Copy each line below that contains "think".

——————

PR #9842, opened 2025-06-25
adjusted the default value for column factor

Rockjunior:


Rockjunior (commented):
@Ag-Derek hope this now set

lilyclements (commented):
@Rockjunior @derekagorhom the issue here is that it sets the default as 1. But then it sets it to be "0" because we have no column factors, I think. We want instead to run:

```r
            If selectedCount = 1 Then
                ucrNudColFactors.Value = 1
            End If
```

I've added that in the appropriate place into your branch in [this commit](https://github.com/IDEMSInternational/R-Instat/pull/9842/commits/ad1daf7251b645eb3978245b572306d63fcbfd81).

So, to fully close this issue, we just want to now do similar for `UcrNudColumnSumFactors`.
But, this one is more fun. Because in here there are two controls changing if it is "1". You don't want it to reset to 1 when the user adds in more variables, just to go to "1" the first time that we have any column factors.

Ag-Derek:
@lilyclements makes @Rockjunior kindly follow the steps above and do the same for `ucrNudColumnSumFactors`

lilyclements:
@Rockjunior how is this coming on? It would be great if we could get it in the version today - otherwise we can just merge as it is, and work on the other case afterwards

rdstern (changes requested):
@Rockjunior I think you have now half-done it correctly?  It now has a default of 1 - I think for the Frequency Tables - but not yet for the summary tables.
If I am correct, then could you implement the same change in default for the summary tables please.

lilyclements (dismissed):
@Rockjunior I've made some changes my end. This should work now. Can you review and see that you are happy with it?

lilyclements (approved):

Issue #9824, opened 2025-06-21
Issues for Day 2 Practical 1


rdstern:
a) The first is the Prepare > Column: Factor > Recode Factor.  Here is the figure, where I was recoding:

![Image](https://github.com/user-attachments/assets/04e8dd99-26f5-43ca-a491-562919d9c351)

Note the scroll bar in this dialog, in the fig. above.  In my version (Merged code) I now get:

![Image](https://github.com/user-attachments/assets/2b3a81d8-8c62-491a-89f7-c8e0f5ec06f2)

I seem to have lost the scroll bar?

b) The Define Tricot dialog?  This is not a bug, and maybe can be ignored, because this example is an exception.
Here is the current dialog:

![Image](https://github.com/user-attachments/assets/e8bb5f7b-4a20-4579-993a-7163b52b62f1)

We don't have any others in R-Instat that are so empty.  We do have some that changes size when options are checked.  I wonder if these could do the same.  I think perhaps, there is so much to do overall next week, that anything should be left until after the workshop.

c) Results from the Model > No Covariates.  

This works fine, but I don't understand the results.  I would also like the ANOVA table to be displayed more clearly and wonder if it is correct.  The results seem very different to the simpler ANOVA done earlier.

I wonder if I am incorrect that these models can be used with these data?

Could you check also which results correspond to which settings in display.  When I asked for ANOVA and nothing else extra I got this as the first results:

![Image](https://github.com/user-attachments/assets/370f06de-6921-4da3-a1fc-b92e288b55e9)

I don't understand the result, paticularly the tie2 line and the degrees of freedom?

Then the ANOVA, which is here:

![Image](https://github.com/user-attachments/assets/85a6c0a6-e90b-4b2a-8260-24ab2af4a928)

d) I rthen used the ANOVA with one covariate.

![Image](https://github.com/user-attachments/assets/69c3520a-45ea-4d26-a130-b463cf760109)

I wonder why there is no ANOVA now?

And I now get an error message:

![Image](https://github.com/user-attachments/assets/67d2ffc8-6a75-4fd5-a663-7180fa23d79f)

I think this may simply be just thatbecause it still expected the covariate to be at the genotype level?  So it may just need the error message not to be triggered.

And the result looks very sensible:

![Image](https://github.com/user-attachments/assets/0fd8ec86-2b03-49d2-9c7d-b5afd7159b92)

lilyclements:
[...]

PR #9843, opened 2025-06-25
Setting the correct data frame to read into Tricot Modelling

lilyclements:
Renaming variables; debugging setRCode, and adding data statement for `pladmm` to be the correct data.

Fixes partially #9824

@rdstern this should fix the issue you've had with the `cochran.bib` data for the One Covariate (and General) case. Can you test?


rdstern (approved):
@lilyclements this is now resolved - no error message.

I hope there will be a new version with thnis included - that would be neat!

——————

Exercise solution -
@Rockjunior @derekagorhom the issue here is that it sets the default as 1. But then it sets it to be "0" because we have no column factors, I think. We want instead to run:
@Rockjunior I think you have now half-done it correctly?  It now has a default of 1 - I think for the Frequency Tables - but not yet for the summary tables.
We don't have any others in R-Instat that are so empty.  We do have some that changes size when options are checked.  I wonder if these could do the same.  I think perhaps, there is so much to do overall next week, that anything should be left until after the workshop.
I think this may simply be just thatbecause it still expected the covariate to be at the genotype level?  So it may just need the error message not to be triggered.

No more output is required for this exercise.